Luís Remo de Maria Bernardo Fernandes (born 8 May 1953) is a singer and musician from India with naturalized Portuguese citizenship. Known as a pioneer of Indian pop music, he performs pop/rock/Indian fusion and is also a film playback singer. His musical work is a fusion of many different cultures and styles that he has been exposed to as a child in Goa and in his later travels around the world. Such influences include Goan and Portuguese music, Sega music (from Mauritius and Seychelles), African music, Latin music (from Spain and South America), the music of erstwhile European communist states, those of the dance halls from Jamaica and Soca (from Trinidad and Tobago).

Writing and singing songs in English made his success more rare and distinctive in the context of the Bollywood-dominated, Hindi language-based, occasionally even disco music scene that was popular in the 1980s and 1990s.
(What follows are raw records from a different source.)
PR #646, opened 2022-09-06
Add github workflow to test-build RPM

hecko:
Builds on Ubuntu, but this should not affect the test build outcome.

### DIFF
--- a/.github/workflows/rpm_build.yml
+++ b/.github/workflows/rpm_build.yml
@@ -1,0 +1,15 @@
+name: Build RPM
+
+# Controls when the action will run. 
+on: [push, pull_request, workflow_dispatch]
+
+jobs:
+  rpm:
+    runs-on: ubuntu-22.04
+    steps:
+      - uses: actions/checkout@v2
+      - name: Build RPM on Ubuntu
+        run: |
+          sudo apt install rpm
+          sudo mkdir -p /root/rpmbuild/SOURCES/ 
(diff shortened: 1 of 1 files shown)


martin-schulze-vireso:
Please add install and bats test usage, so we see the packaged version works.

hecko:
> Please add install and bats test usage, so we see the packaged version works.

His compositions in English, reflecting life and socio-political happenings in India with which every Indian could identify. His Hindi pop/rock and film songs became instant hits with the Indian masses, earning him Gold, Platinum and Double Platinum Discs. A popular stage performer in India, he has also taken part in many music festivals around the world. He has performed with members of international groups such as Jethro Tull, Led Zeppelin and Queen.
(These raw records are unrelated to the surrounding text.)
PR #645, opened 2022-09-06
Fix rpm build spec file to correctly build on Rocky Linux release 8.6

hecko:
I have fixed the RPM build as I really need the RPM for my dev env. This has been fully tested on Rocky Linux 8.6, which should be binary compatible with RHEL8.6 and Alma Linux 8.6

The patch fixes the following errors:
```
[root@roxana-dev rpm]# rpmbuild -v -bb bats.spec
...
RPM build errors:
    bogus date in %changelog: Tue Jul 08 2018 mbland <mbland@acm.org> - 1.1.0-1
    Installed (but unpackaged) file(s) found:
   /usr/lib/bats-core/common.bash
   /usr/lib/bats-core/formatter.bash
   /usr/lib/bats-core/preprocessing.bash
   /usr/lib/bats-core/semaphore.bash
   /usr/lib/bats-core/test_functions.bash
   /usr/lib/bats-core/tracing.bash
   /usr/lib/bats-core/validator.bash
   /usr/lib/bats-core/warnings.bash
```

- [x] I have reviewed the [Contributor Guidelines][contributor].
- [x] I have reviewed the [Code of Conduct][coc] and agree to abide by it

[contributor]: https://github.com/bats-core/bats-core/blob/master/docs/CONTRIBUTING.md
[coc]:         https://github.com/bats-core/bats-core/blob/master/docs/CODE_OF_CONDUCT.md

PR #648, opened 2022-09-07
RPM build check

hecko:
Workflow that builds, installs and test-runs bats on AlmaLinux 8

Migrates #646 from Ubuntu runner to AlmaLinux container
Also contains #645 


martin-schulze-vireso:
I made the install use the local version, because it would download the latest release otherwise. The test failures are due to install.sh not being installed (which is expected) and due to something with alma not working in the timeout test. This can be reproduced without using RPM, so I think it is unrelated.

hecko:
Is there anything else I can do here to support this merge?

martin-schulze-vireso:
I only need to find time to finish this. I am thinking about using the new tagging feature to exclude the setup tests.

martin-schulze-vireso:
Thanks for your contribution.

hecko:

Thanks for maintaining bats so well.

He now writes and sings his songs in five different languages: English, Hindi, French, Portuguese and Konkani.

Life and career

1953–1977: Early life and musical influences
Remo Fernandes was born to the well-known Panjim family of Bernado and Luiza Fernandes on 8 May 1953. He has a sister named Belinda, who sings Brazilian songs. Although brought up in a Catholic family, Remo says he "realized that god is beyond religion". Remo's first introduction to rock music was at the age of seven, when a cousin returned from London with "Rock Around The Clock", a record by Bill Haley & His Comets. He spent the next decade listening to music of that era's most popular icons:

In school, Remo developed his guitar playing skills along with a group of friends (Alexandre Rosario, Tony Godinho, and Caetano Abreu) and formed a school band with them, named 'The Beat 4'. He wrote his first songs around age 14. He won prizes best composer, best vocalist, and best lead guitarist in all-Goa competitions.
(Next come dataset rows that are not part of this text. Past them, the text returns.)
PR #657, opened 2022-09-25
Fix infinite wait when invoking "bats -j5" instead of "bats -j 5"

marc-hb:
bats's option parser translates "-j5" to "-j -5". This caused a negative number of "slots" (threads) to be available and the test to silently hang forever. Not nice.

Add a $num_jobs sanity check to fail immediately like this:

```
Invalid number of jobs: -5
tests.bats
   bats warning: Executed 0 instead of expected 3 tests

3 tests, 0 failures, 3 not run
```

Non-numeric arguments (e.g.: -jf) evaluate to zero which also fails the check.

Signed-off-by: Marc Herbert <marc.herbert@intel.com>

### DIFF
--- a/test/parallel.bats
+++ b/test/parallel.bats
@@ -5,6 +5,9 @@ bats_require_minimum_version 1.5.0
 load test_helper
 fixtures parallel
 
+# shellcheck disable=SC2034
+BATS_TEST_TIMEOUT=10 # only intended for the "short form ..."" test
+
 setup() {
   type -p parallel &>/dev/null || skip "--jobs requires GNU parallel"
   (type -p flock &>/dev/null || type -p shlock &>/dev/null) || skip "--jobs requires flock/shlock"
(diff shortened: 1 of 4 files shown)


martin-schulze-vireso:
Thanks fior you report and suggested fix. This is a problem with the short flag unpacker and will cause trouble with other value arguments like -f as well. I believe we should also fix this for good.

I can take care of that. Meanwhile, can you please add a test for your fix?

marc-hb:
> This is a problem with the short flag unpacker and will cause trouble with other value arguments like -f as well. I believe we should also fix this for good.

Makes sense, indeed I thought about looking at the options parser. Then I remembered option parsers are always a complicated and ambiguous mess no matter how hard you try whereas I found this quick sanity check was dead simple to add (once I root-caused the issue). Also, I think a little bit of "defensive programming" is always good when infinite loops are involved!

> I can take care of that. 

Good! :-)


> Meanwhile, can you please add a test for your fix?

Depends how long it would take, BATS is completely new to me and I don't have a lot of spare time... Any starting point, similar test you can point me at?

test/parallel.bats
```diff
@@ -208,3 +211,10 @@ check_parallel_tests() { # <expected maximum parallelity>
 @test "BATS_NO_PARALLELIZE_WITHIN_FILE does not work from inside test function" {
   DISABLE_IN_TEST_FUNCTION=1 reentrant_run ! bats --jobs 2 "$FIXTURE_ROOT/must_not_parallelize_within_file.bats"
 }
+
+@test "Short form typo does not run endlessly" {
+  unset BATS_NO_PARALLELIZE_ACROSS_FILES
+  run bats -j2 "$FIXTURE_ROOT/../bats/passing.bats"
```
marc-hb, line 217: If you really want to test the check that was added in this PR then I think it should be:

```suggestion
  run bats -j -2 "$FIXTURE_ROOT/../bats/passing.bats"
```

Otherwise this test will switch to covering a completely different part of the code the moment you refactor the options parser.

marc-hb (commented):
Thanks for the test! Post-merge review...

test/parallel.bats
marc-hb: Additional test submitted in #693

After graduating from school, Remo went on to earn a bachelor's degree in Architecture from Sir J.J College of Architecture in the city of Mumbai, greatly influenced by Lucio Miranda (Mario Miranda's cousin, who is an architect and musician). His love for music continued, and he often bunked classes to work on his technique. He continued writing his own songs, playing solo or playing with different bands, including one of Bombay's top bands, The Savages, with whom he released an album, Ode to the Messiah, on Polydor Records in 1975. Mumbai being one of the few cities in India at the time with a niche audience for rock music, Remo played in concerts and venues such as Shanmukhnanda Hall, Rang Bhavan, and in all the major college campuses of the city. Remo brought an Indian element to his music with his sitar/guitar, and taught himself to play the Indian flute.

1977-1985: Career beginnings
After graduating, Remo traveled in Europe and North Africa between 1977 and 1980, performing with fusion rock bands and even releasing an album, Rock Synergie, in Paris in 1979. He then returned to Goa and immersed himself in its hippie culture. He met a group of travelling European artists who named themselves the Amsterdam Balloon Company, and began playing at their concerts at Baga. He even invited them to perform at Miramar Beach. Later, Remo performed in Amsterdam with Lucas Amor, the violinist in this group, and release a record called Venus and the Moon in 1981. He also formed his own band of fusion music called Indiana with bass guitarist Abel, tabla player Lala and the percussionist Bondo.

Remo recorded his maiden album Goan Crazy (in 1984) and a subsequent album Old Goan Gold (in 1985) on a four-track cassette TEAC Portastudio recorder in his home under the banner of 'Goana Records'. In these albums he played all the instruments, sang all voices, and was the only composer of its music and lyrics. He engineered the recording and mixing and designed the album covers. He had cassettes produced in Mumbai and personally went about distributing the cassettes from shop to shop in Goa with an illustrated book of poems he wrote (called Leads), and postcards and T-shirts he designed.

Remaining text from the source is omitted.